A care home boss has demanded to know why unused beds were not offered to the struggling care sector.

Nicola Richards, of Palms Row Health care in Sheffield, said: “When social care is so underfunded, why didn’t they offer them to care providers like us? None of the providers I know were offered them.

“I’m shocked at this waste of public money. It’s scandalous. Care homes are dealing with increasingly dependent residents who would have benefited from these beds.

“The care home sector has really suffered since the pandemic – this shows they don’t want to help us.”

Nadra Ahmed, of the National Care Association, said: “This is a clear waste of valuable resource that could have benefited the social care sector at a very challenging time.”

In sales on July 26 and August 1, auctioneers Simon Charles of Stockport, Cheshire, sold 47 Oska hospital beds, with three model variants – including the two identified in the NHS Procurement note – fetching £6 to £17 each.

In April, Supreme Auctions of Worksop, Notts, held an online “liquidation sale of new and packaged hospital beds”. It sold 479 in 73 lots. The online listing read: “Made for NHS Nightingale hospital which failed to open.” Danish retailer Refurb Trading said on its website that it had 495 Oska 1003 beds for sale at $475 (£373) each, with a minimum purchase of 48.

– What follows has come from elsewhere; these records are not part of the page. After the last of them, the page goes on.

PR #672, opened 2020-06-25
fix: use the first label for LabelText query suggestions

marcosvega91:
**What**:  Fix a little bug 

**Why**:  As reported [here](https://github.com/testing-library/testing-playground/issues/214) when `getSuggestedQuery` tried to get label text through `aria-labelledby` it threw an exception when the id had spaces or special chars

**How**: Surrounding the selector with `" "`

**Checklist**:

- [X] Tests
- [X] Ready to be merged

### DIFF
--- a/src/__tests__/suggestions.js
+++ b/src/__tests__/suggestions.js
@@ -485,3 +485,29 @@ test('getSuggestedQuery does not create suggestions for script and style element
   expect(getSuggestedQuery(script, 'get', 'TestId')).toBeUndefined()
   expect(getSuggestedQuery(style, 'get', 'TestId')).toBeUndefined()
 })
+
+test('should not thrown when getting query byLabelText if ID has special chars or spaces', () => {
+  const {container, rerender} = renderIntoDocument(`
+    <div id="not usual id">One</div>
+    <input
+      type="text"
+      aria-labelledby="not usual id"
+    />
+  `)
+
+  expect(() =>
+    getSuggestedQuery(container.querySelector('input'), 'get', 'labelText'),
+  ).not.toThrow()
+
+  rerender(`
+    <div id="why you need to use \\/|"£$ ?">One</div>
+    <input
+      type="text"
+      aria-labelledby="why you need to use \\/|"£$ ?"
+    />
+  `)
+
+  expect(() =>
+    getSuggestedQuery(container.querySelector('input'), 'get', 'labelText'),
+  ).not.toThrow()
+})
--- a/src/__tests__/suggestions.js
+++ b/src/__tests__/suggestions.js
@@ -486,28 +486,25 @@ test('getSuggestedQuery does not create suggestions for script and style element
   expect(getSuggestedQuery(style, 'get', 'TestId')).toBeUndefined()
 })
 
-test('should not thrown when getting query byLabelText if ID has special chars or spaces', () => {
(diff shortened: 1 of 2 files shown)


marcosvega91:
yes about spec you're right.

I don't know which solution is better then the other, both solution are not correct because of #545

smeijer:
True, both fixes are just hacks to stop the query from throwing errors, while making suggestions.

The difference is that that by wrapping the query in quotes, the query won't find a matching element, and thereby won't make a suggestion. It feels wrong to me to build a selector that we know is incorrect and won't return any elements.

By taking only the first id, the query still finds a matching element and will make a valid suggestion. It won't give the best suggestion possible, but at least it will suggest something close that does return an element.

The best fix would be to contact the labels, but as I understand, that isn't currently supported?

If the partial match doesn't result in a valid query either (I haven't tested it), I propose to just return `undefined` instead:

```js
const ariaLabelledBy = element.getAttribute('aria-labelledby')
    if (ariaLabelledBy) {
      // compound labels are currently unsupported, fall back to different query options
      label = ariaLabelledBy.includes(' ') ? undefined : document.querySelector(`[id="${ariaLabelledBy}"]`)
    }
```


<details>
 <summary>concat labels</summary>

```js
function getLabelTextFor(element) {
  let label =
    element.labels &&
    Array.from(element.labels).find(el => Boolean(normalize(el.textContent)))

  if (label) {
    return label;
  }

  // non form elements that are using aria-labelledby won't be included in `element.labels`
  const ariaLabelledBy = element.getAttribute('aria-labelledby');

  if (ariaLabelledBy) {
    const selector = ariaLabelledBy.split(' ').map(id => `[id="${id}"]`).join(', ');
    const labels = document.querySelectorAll(selector);
    return Array.from(labels).map(label => label.textContent).join(' ')
  }


  return undefined
}
```

</details>

marcosvega91:
Yes the function should work even if the logic is more complex, look at [this](https://github.com/chromium/chromium/blob/582ef42acc19d347fe7c96f28d3dfc502f7e5f62/ui/accessibility/extensions/chromevoxclassic/common/dom_util.js#L468)

The problem then is that the query will not work because `screen. getByLabelText` not support label concatenation.
@delca85 created a PR for the (issue)[https://github.com/testing-library/dom-testing-library/pull/607]

smeijer:
Yes, I see. So my [proposal](https://github.com/testing-library/dom-testing-library/pull/672#pullrequestreview-437203095), to just only take the first label and use that instead. Sounds like a good fix to me.

Let's take the markup:

```html
<div id="a">One</div>
<div id="b">Two</div>
<input
  type="text"
  aria-labelledby="a b"
/>
```

The full label is `One Two`.

I see 3 options:

1. Combine the labels to a single label, and use that. But this isn't supported (see #607)

2. Wrap the query in quotes, as this PR is currently doing. No element is matched ('id["a b"]' doesn't exist), so no suggestion is being made. Potentially resulting in suggesting a query that's a worse option (testids?), as a `getByLabelText` couldn't be created.

3. Only use the first label to generate the suggestion. This would result in a query suggestion like: `screen.getByLabelText(/one/i)`. This is a valid query, that will result in returning the `input`.

As 1 isn't currently possible, that's not a real option. So only 2 and 3 are left.

marcosvega91:
Yes I can implement the third option.

PR #1368, opened 2025-11-12
Switch to trusted publishing

eps1lon:
Followed https://docs.npmjs.com/trusted-publishers

### DIFF
--- a/.github/workflows/validate.yml
+++ b/.github/workflows/validate.yml
@@ -6,8 +6,6 @@ on:
       # e.g. "12.x" or "8.x"
       - '[0-9]+.x'
       - 'main'
-      - 'next'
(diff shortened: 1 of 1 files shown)


.github/workflows/validate.yml
```diff
@@ -90,18 +92,15 @@ jobs:
         run: npm run build
 
       - name: 🚀 Release
-        uses: cycjimmy/semantic-release-action@v2
+        uses: cycjimmy/semantic-release-action@v5
         with:
-          semantic_version: 17
+          semantic_version: 25
```
eps1lon: See https://github.com/cycjimmy/semantic-release-action/issues/269#issuecomment-3503478001

PR #1369, opened 2025-11-12
feat: Use new `waitForWrapper` around `waitFor` scope 

eps1lon:
BREAKING CHANGE: `asyncWrapper` is no longer used around `waitFor` scope

`user-event` has started using `asyncWrapper` around small async steps. RTL needs to disable the act environment around `waitFor`. We're resolving this conflict with a new wrapper specific to `waitFor`.

RTL will use `waitFor` to disable act environment and configure `asyncWrapper` to use `act`.  All user-event has to do is ensure it awaits the `fireEvent` since these are now async.

### DIFF
--- a/src/__tests__/wait-for.js
+++ b/src/__tests__/wait-for.js
@@ -328,7 +328,7 @@ test('does not work after it resolves', async () => {
         return undefined
       }
     },
-    asyncWrapper: async callback => {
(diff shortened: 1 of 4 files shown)


jotaRenan:
hi, @eps1lon! Any updates on this?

Seven Nightingale hospitals were set up swiftly during the first wave of the pandemic.

The centres in East London, Birmingham, Manchester, Harrogate, Sunderland, Bristol and Exeter cost a reported £530million.

But they were barely used with the largest in the capital treating fewer than 60 patients and the Sunderland centre none. Most closed after less than a year.

Nicki Credland, chair of the British Association of Critical Care Nurses, said the London centre alone would have required more ICU nurses than there were in the whole UK. She said: “The only people that ever said the Nightingale Hospital in London could be opened were politicians.”

US website Bimedis had an advert posted on June 18 for “1000x Oska care beds model 1003” at £120 each and shipped from the UK. It said they were made in 2020, were unused, and had been in storage for two years. Jo Maugham of the Good Law Project said: “What we see now is beds being sold off quietly at knock down prices crystallising massive losses for the taxpayer.”

Seven Nightingale hospitals were set up in England during the first wave of the pandemic at a reported cost of £530m but were barely used. Most closed after less than a year.

The NHS said: “It was right that at the beginning of a once-in-a-lifetime pandemic the NHS increased bed numbers in line with projected Covid patients, and the majority of Nightingale beds have been re-purposed in healthcare settings.”

Oska said: “Oska were one of the many bed suppliers that felt their obligation to help the NHS during the Covid-19 pandemic. We cannot comment on any government decisions that have ensued since.”